Но в чем суть вновь возникшего патриотизма? Это ксенофобский великорусский национализм или национализм, направленный на консолидацию формирующейся нации? Это национализм поддержки национального лидера или множественные национализмы с различными значениями? Наше исследование демонстрирует связь, существующую между ростом патриотизма и развитием политизации, не сводящейся, однако, к «объединению вокруг лидера», как о том пишут Михаил Алексеев и Генри Хейл[7]. Образ объединения вокруг национального лидера возникает из результатов социологических опросов, свидетельствующих одновременно о высоком рейтинге главы государства и о высоком уровне патриотизма. Качественные методы, более чуткие к оттенкам того, что респонденты говорят и делают, демонстрируют множественность смыслов, вкладываемых людьми в свое чувство патриотизма, а также то, как по-разному воспринимают они государственный патриотический проект[8].
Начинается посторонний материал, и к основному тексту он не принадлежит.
PR #3503, opened 2026-06-18
Ingest contentfile archives for all runs (two-tier indexing)

mbertrand:
Closes mitodl/hq#11872

Ingests and embeds **every** run's contentfiles into Qdrant, not just the best published run.

- **Qdrant** (powers the VideoGPT bot, TutorBot,  `vector_content_files_search` endpoint): should now hold contentfiles from all runs of published/test-mode courses, so any run's content is findable.    
- **OpenSearch** (resource search): unchanged — should still only contain contentfiles from the best published run (or any published run of a `test_mode` course), as children or nested documents of resources.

Наше исследование, в фокусе которого люди в конкретных ситуациях с конкретным жизненным опытом, опровергает однозначное отождествление патриотизма с поддержкой главы государства. Даже если, с одной стороны, патриотическое чувство широко распространено, а с другой – широко (хотя бы и абстрактно, «вообще») поддерживается патриотический проект руководства страны, это не свидетельствует о том, что патриотизм сводится к лояльности В. Путину. Существует намного больше различных вариантов восприятия смысла того, чтобы быть россиянином или русским и жить в России. Лишь очень редко люди в процессе интервью ассоциируют любовь к родине с неуклонной поддержкой главы государства или его политического курса.
Доказанное наличие различных версий патриотизма, отличающихся от предлагаемой в рамках кремлевского проекта, – один из основных результатов нашего исследования. Это отнюдь не означает, что большинство людей осуждают роль государства в укреплении национального единства. Критике подвергаются скорее определенные перегибы политики развития патриотизма, но мало кто ставит при этом под вопрос саму необходимость укрепления национального чувства. Интервью показывают явное стремление к общности и к соотнесению себя с чем-то общим, бóльшим, но тем не менее эмоционально близким. Можно предположить, что мы имеем дело с реакцией на два десятилетия, в течение которых преобладающими были процессы разрушения устоявшихся социальных связей и, соответственно, атомизации российского общества. Теперь люди нуждаются в том, чтобы не чувствовать себя одинокими и брошенными на произвол судьбы. Нуждаются в ощущении общности с другими. Жажду быть причастным к такой большой общности наглядно демонстрируют массовые движения, например «Бессмертный полк», и массовые переживания, например, за игру национальной сборной.